The
data facilities in Dubai, Germany, Japan and Australia will
extend the reach of China's leading cloud computing service
provider to every major continent, and marks the latest step in
the unit's $1 billion infrastructure investment drive.
Also known as Aliyun, the unit has flourished domestically
thanks to Beijing's strategic emphasis on building homegrown
cloud technology, while foreign firms have grappled with
stringent licensing restrictions in the country.
However, it accounts for a much smaller slice of the global
market for cloud computing, defined as the storage of data on
remote networks rather than local servers, which is expected to
reach $135 billion by 2020, according to research firm Canalys.

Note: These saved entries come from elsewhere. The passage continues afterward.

Issue #162, opened 2016-09-03
Funky looking cells in the fits image


cleevesli:
Hey all,

I cloned yesterday's version of LIME and have been putting in my own model reading code bits back in, and ran identical models before and after the update to compare. I've noticed in the most recent versions (both the v1.6 commit yesterday and a few days ago) that there are now giant cells in the high velocity line channels for both the red and blue shifted emission (see attached images). Any thoughts on what could be causing this? The vtk grid files as viewed with ParaView look fine, and the fluxes for the circumstellar disk emission (the center bowtie part) are very similar to the previous version. 

Best,
Ilse

<img width="477" alt="screen shot 2016-09-03 at 6 51 42 am" src="https://cloud.githubusercontent.com/assets/6672240/18224658/f5ab1570-71a2-11e6-8e44-0a55aa7e9858.png">

<img width="458" alt="screen shot 2016-09-03 at 6 52 06 am" src="https://cloud.githubusercontent.com/assets/6672240/18224659/f9892056-71a2-11e6-93f7-f19e905153de.png">

cleevesli:
I also just noticed if I do an extremely narrow stretch on the color bar range that the background is a little strange looking too, with the black parts being 1e-30 and the grey being exactly 3.21e-5:

<img width="710" alt="screen shot 2016-09-03 at 6 57 18 am" src="https://cloud.githubusercontent.com/assets/6672240/18224682/b3495fec-71a3-11e6-971a-b936874f4291.png">

Best,
ilse

smaret:
Hey Ilse !
Do you expect any gas emission in these high velocity channels or dust emission only?  The way the dust density computation has changed in v1.6 (see the discussion in #128), so you may what to check this.

cleevesli:
Hello Sebastian!

Last night I started backtracking through commits to see where the issue first appears and was able to trace it back to the large August 1st commit: 

https://github.com/lime-rt/lime/commit/e9956e8d409e21a26144b5e306bdd9a519c5af2b

It is not present in the July 20th commit:

https://github.com/lime-rt/lime/commit/9eaa28365db1403277606d20aaf7c97bdd053092

And I haven't yet gotten the July 21st commit running with my chemical model inputs, but August 1st is definitely not working. 

Regarding line vs. dust, it's definitely in the line emission, and to check I re-ran the model without dust and the artifacts in the fits image are still there.

I don't know exactly where the issue appears within the August 1 version, but I'll start backtracking through that one next..

Best,
[...]

PR #183, opened 2016-11-08
Hard-wired DIM==3 removed from ray-through-cells algorithm.

allegroLeiden:
I have made the raythrucells algorithm generic (i.e. no longer hard-wired to DIM==3), and the main reason for doing this (apart from promoting those noble software goals, elegance and robustness) was to allow the same code to be used in the dims==2 situation of following image raster lines through the 2D projected cells in raytrace(), which I had hoped would address #162. However I have just this instant realized that I have shot myself in foot here because I have arranged matters such that the number of dimensions is set via a macro in the new header file dims.h. Since I have made use of structs with array members with sizes set by DIM, which I did because it saves an awful lot of mallocing, I cannot of course also use them in the same executable for dims==2. So cut-and-paste in here whatever swearing you deem appropriate. I will have to think about this some more. In itself it is a reasonable (if slightly sterile) PR but it doesn't advance towards solving #162.

### DIFF
--- a/src/dims.h
+++ b/src/dims.h
@@ -1,0 +1,9 @@
+#ifndef DIMS_H
+#define DIMS_H
+
+#define DIM 3
+#define N_DIMS DIM
+
+#endif /* DIMS_H */
+
+
--- a/src/frees.c
+++ b/src/frees.c
@@ -9,7 +9,8 @@
 
 #include "lime.h"
 
-void freeConfig(configInfo par){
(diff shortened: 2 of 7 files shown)


allegroLeiden:
I suppose I could pass in numDims to all the raythrucells functions which make use of the number... then if I dimension all the arrays to 3 but pass in 2... that ought to work.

Alibaba Cloud is forecast to take 7.8 percent of that market,
while leading players Amazon.com Inc, Microsoft, International
Business Machines Corp and Alphabet Inc are expected to account
for 69.1 percent.
Yu Sicheng, general manager of Alibaba Cloud's international
business, said the unit's strength in China was a significant
advantage and a lynchpin in the company's globalization plans.
"We have the U.S., Europe plus China, which is quite difficult,"
he told Reuters in an interview.
The new additions bring Alibaba Cloud's total number of foreign
cloud facilities to eight, surpassing the six within China,
though the majority of the company's data volume remains
squarely within China.
It will launch the data facilities through partnerships with
Vodafone in Europe, Softbank Group Corp in Japan and YVOLV in
Dubai, a joint venture between Alibaba Cloud and Meraas Holdings
LLC.
Yu, however, declined to comment on when the unit will likely
post a profit, even as it has seen six quarters of consecutive
triple-digit growth, to become Alibaba's fastest growing
business sector.
"Our focus is to keep expanding our market leadership and
presence and this is our priority for now," he said.